A mount namespace is the set of filesystem mounts that are visible to a process. From clone man page : Every process lives in a mount namespace. The namespace of a process is the data (the set of mounts) describing the file hierarchy as seen by that process.
Docker uses these primarily to make the container look like it has its entire own filesystem namespace. If you’ve ever used a chroot jail, this is its tougher cousin. It looks a lot like a chroot jail but goes all the way down to the kernel so that even mount and unmount system calls are namespaced. If you use docker exec or nsenter to get into a container, you’ll see a filesystem rooted on “/ “. but we know this isn’t the actual root partition of the system. It’s the mount namespaces that make that possible.
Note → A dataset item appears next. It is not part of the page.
PR #1146, opened 2019-10-28
[es] The password field is not used anymore on Laravel 6

JuanDMeGon:
The password field in the passwords file is not used anymore on Laravel 6. Instead, it uses the password field in the validation file.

Mount namespaces provide isolation of the list of mount points seen by the processes in each namespace instance. Thus, the processes in each of the mount namespace instances will see distinct single-directory hierarchies.
When the system is first booted, there is a single mount namespace, the so-called “initial namespace”. New mount namespaces are created by using the CLONE_NEWNS flag with either the clone() system call (to create a new child process in the new namespace) or the unshare() system call (to move the caller into the new namespace). When a new mount namespace is created, it receives a copy of the mount point list replicated from the namespace of the caller of clone() or unshare().
Following the clone() or unshare() call, mount points can be independently added and removed in each namespace (via mount() and umount()). Changes to the mount point list are (by default) visible only to processes in the mount namespace where the process resides; the changes are not visible in other mount namespaces.
Mount namespaces serve a variety of purposes. For example, they can be used to provide per-user views of the filesystem. Other uses include mounting a /proc filesystem for a new PID namespace without causing side effects for other process and chroot()-style isolation of a process to a portion of the single directory hierarchy. In some use cases, mount namespaces are combined with bind mounts.